(Data records begins)
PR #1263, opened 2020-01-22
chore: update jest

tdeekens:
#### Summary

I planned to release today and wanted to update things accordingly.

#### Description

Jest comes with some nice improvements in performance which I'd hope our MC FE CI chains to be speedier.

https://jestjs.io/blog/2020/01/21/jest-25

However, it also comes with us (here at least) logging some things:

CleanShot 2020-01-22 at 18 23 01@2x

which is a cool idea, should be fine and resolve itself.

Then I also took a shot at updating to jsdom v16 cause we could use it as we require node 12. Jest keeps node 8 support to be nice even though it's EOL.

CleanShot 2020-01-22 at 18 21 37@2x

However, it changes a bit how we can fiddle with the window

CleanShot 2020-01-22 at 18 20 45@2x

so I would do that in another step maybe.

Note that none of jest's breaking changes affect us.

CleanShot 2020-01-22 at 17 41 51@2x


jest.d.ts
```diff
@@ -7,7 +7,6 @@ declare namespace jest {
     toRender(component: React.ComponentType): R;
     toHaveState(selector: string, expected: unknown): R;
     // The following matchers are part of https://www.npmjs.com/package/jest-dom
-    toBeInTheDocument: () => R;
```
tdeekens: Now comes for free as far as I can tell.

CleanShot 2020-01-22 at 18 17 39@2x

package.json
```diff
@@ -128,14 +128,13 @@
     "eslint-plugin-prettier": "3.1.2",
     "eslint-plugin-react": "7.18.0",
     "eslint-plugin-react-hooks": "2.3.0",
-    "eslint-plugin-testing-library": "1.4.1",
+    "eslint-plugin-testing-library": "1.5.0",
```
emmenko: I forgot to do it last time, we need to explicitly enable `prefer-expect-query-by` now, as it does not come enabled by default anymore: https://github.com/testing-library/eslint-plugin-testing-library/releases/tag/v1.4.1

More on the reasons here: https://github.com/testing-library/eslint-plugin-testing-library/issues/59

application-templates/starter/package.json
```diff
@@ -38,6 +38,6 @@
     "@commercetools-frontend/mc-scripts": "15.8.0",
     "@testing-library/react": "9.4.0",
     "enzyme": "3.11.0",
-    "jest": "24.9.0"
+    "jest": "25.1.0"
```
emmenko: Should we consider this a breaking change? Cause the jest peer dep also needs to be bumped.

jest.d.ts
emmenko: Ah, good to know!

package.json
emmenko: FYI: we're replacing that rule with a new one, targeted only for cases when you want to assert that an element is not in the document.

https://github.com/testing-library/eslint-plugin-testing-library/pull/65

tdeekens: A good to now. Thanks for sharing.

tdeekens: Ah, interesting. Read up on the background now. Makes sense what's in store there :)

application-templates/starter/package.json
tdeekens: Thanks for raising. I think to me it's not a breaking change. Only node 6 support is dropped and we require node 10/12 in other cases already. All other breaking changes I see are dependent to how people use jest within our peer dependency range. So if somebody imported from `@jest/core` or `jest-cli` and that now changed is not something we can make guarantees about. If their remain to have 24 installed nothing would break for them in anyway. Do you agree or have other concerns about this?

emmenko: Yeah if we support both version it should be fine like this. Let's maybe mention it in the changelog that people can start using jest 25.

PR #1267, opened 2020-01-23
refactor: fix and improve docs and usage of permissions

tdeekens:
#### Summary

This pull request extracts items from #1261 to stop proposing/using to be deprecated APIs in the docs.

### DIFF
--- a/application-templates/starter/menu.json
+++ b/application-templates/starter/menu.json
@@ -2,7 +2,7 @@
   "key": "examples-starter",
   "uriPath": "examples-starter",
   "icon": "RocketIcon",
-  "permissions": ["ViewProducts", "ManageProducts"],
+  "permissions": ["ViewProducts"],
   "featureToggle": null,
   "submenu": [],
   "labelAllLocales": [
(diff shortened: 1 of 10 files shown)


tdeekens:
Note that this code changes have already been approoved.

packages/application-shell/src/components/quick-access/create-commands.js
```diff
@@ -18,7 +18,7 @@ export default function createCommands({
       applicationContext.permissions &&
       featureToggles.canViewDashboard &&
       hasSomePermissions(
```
(Data records ends)
(Data records begins)
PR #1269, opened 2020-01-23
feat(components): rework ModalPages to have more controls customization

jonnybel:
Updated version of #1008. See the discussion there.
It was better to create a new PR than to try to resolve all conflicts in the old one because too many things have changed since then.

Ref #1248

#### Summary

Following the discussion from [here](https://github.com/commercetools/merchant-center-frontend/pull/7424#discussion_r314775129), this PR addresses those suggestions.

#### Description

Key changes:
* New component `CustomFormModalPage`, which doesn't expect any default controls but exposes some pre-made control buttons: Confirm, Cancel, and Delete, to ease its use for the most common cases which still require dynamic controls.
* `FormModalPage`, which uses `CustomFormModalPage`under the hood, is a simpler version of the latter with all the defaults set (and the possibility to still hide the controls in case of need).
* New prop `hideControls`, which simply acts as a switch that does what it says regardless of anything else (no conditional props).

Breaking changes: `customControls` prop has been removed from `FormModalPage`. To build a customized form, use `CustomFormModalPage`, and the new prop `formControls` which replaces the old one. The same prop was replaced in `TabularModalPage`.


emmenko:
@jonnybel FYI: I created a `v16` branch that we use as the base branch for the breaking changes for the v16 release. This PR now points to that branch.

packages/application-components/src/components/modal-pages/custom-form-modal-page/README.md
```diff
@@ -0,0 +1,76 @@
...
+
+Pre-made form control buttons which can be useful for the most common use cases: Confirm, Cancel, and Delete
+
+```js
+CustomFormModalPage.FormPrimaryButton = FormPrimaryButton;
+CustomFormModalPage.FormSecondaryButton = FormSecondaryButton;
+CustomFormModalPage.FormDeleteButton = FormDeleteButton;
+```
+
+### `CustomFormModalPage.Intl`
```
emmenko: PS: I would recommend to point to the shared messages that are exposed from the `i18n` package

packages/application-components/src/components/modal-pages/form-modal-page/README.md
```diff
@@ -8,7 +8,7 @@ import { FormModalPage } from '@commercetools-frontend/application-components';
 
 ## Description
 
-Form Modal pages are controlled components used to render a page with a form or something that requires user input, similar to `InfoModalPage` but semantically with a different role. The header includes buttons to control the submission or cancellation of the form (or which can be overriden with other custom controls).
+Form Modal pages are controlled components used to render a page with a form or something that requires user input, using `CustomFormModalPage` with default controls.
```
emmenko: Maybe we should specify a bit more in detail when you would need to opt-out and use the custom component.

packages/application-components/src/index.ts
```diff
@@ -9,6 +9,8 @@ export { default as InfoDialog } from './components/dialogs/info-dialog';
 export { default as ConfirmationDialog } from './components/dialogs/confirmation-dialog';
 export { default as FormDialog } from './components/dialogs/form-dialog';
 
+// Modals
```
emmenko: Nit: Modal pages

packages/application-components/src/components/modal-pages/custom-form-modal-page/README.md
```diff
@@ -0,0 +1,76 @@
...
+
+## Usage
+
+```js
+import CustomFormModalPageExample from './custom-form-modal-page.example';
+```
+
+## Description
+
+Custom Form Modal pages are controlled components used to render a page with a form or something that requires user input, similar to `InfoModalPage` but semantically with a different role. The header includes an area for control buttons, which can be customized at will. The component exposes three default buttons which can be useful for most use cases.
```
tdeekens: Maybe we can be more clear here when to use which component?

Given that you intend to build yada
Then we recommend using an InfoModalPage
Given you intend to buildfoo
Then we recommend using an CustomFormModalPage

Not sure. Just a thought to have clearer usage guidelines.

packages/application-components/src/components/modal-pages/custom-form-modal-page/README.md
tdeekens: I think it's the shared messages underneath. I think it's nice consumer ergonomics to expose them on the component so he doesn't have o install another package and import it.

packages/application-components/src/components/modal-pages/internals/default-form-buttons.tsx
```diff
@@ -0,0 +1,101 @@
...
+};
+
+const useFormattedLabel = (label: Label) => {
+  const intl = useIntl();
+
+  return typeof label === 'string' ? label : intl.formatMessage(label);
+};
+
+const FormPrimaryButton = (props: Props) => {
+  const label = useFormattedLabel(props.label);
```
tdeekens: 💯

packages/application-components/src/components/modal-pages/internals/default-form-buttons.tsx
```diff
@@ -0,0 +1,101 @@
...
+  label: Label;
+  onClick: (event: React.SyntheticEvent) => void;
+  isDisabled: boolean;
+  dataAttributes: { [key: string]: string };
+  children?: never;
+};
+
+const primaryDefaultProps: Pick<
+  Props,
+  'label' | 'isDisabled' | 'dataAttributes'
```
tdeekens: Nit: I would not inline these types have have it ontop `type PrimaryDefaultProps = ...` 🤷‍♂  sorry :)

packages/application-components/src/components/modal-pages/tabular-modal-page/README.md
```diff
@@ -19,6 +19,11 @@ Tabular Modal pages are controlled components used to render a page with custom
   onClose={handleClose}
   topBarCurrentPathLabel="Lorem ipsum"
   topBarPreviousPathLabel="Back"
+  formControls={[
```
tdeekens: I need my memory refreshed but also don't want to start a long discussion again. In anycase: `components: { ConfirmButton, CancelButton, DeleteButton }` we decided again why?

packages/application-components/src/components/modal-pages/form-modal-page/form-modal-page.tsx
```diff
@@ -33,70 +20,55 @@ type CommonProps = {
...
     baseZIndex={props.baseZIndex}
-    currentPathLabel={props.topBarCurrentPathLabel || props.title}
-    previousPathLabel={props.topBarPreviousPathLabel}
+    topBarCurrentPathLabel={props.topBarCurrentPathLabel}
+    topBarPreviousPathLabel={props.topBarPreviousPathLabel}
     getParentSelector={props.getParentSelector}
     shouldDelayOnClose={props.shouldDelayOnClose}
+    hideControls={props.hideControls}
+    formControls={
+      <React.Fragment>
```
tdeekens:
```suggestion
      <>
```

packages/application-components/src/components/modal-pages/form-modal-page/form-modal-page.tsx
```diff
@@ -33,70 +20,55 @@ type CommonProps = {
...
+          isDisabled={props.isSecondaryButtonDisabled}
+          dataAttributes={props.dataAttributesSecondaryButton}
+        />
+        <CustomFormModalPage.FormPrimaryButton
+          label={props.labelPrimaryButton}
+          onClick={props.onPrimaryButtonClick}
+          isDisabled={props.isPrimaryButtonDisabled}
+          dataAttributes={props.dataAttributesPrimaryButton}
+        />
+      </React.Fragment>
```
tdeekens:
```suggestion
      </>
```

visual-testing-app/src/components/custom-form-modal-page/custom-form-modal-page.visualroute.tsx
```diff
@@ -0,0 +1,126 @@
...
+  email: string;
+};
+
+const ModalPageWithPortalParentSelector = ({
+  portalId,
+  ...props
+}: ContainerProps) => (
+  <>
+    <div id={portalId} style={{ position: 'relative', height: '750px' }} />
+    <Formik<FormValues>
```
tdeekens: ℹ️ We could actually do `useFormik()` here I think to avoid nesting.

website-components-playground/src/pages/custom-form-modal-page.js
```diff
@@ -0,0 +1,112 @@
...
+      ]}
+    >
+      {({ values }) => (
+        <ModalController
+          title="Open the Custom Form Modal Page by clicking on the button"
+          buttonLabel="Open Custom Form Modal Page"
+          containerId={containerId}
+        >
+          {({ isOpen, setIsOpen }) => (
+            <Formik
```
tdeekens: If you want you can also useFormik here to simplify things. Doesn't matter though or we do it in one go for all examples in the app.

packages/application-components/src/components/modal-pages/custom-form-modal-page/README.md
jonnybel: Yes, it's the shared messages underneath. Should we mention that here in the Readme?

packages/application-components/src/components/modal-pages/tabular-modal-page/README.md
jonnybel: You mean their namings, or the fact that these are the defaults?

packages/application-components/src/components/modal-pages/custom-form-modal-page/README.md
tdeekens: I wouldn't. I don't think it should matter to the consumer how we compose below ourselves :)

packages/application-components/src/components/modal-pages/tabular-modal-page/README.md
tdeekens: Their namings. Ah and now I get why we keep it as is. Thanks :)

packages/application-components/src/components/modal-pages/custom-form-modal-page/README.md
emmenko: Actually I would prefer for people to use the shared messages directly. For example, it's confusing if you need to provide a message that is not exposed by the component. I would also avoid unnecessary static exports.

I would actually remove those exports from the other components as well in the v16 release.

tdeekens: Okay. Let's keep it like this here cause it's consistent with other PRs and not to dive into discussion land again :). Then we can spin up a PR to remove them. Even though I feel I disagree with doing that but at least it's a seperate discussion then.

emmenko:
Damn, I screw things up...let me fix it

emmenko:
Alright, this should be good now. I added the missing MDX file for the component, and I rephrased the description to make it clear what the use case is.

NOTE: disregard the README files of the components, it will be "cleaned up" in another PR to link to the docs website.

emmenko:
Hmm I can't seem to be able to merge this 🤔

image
(Data records ends)
About this task: Only the lines containing "Given" are needed; pull them out of the listing.

Solution for this task:
Given that you intend to build yada
Given you intend to buildfoo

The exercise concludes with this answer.